European Parliament liberal leader Guy Verhofstadt warned before the elections that with "the dangerous nationalist demons of Europe‘s past unleashed, the EU as we know it could easily disintegrate."

Afterwards, he congratulated Rutte and Alexander Pechthold of the more centrist, socially liberal D66 party, saying they "have shown that a positive pro-European message wins."

"People want constructive and reliable politicians to govern their country. This is why Le Pen will also fail," he wrote.

Le Monde echoed that sentiment in an editorial that saluted the "push of the pro-European parties" in the Dutch elections.

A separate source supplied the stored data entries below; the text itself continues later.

PR #276, opened 2015-07-20
Match ember-cli conventions for file structure.

blimmer:
This addon morphed to an ember-cli addon, and didn't really follow the best practices of what the file structure of most ember addons look like.

This changeset does not affect any of the external facing APIs available to users.

PR #277, opened 2015-07-20
Implement i18n.exists.

### LINKED ISSUE #264: RFC: add i18n.exists(key)
## Problem
There's no way to check for a key that may or may not be present. For example, I automatically try to assign the page title from a `pageTitles` object in my translations file. E.g.
```js
// translations.js
{
  'pageTitles': {
    'index': 'My Homepage',
    ...
  }
}
```
Some pages won't have a title token, and that's OK. In v3, I used the [exists](https://github.com/jamesarosen/ember-i18n/blob/v3.1.1/lib/i18n.js#L110) method to make sure I didn't end up with `Missing translation` messages in my page title.

## Proposal
We restore the behavior on the i18n service to check if `i18n.t(key)` would return a value. It should have no special logic outside of returning `true` if `i18n.t` returns a key from the translations file and `false` if it would fire the `missing` event.

blimmer:
Resolves #264


jamesarosen:
Blocked on #278

blimmer:
Since it looks like the #276 is going to be good to go, I rebased this based on the assumption that #276 will be merged, followed by this.

blimmer:
I also rebased this one to make sure everything's passing.

jamesarosen:
Cherry-picked as cedc6ce9099cee06e10c377e569960d2ac605917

But Le Pen‘s National Front, if it is disappointed, isn‘t letting it show.

The fact that Wilders‘s party did, in fact, gain seats "shows that the people of Europe, including in the Netherlands and France, aspire to more sovereignty, independence and the fight against massive immigration," National Front vice president Florian Philippot argued.

And some analysts, too, were less enamoured of Rutte‘s relative victory, even seeing it as a lesson for politicians in other European countries on how not to fight the far-right.

Dutch political scientist Cas Mudde wrote in the New York Times that both the premier‘s party and the Christian Democrats "moved sharply to the right, adopting slightly softer versions of Mr Wilders‘s positions, including Euroskepticism and thinly veiled Islamophobia."

"A better plan for the centrist, left-wing and other mainstream parties is to put forward a positive political vision, not allowing the radical right‘s issues to dominate the national conversation," he argued.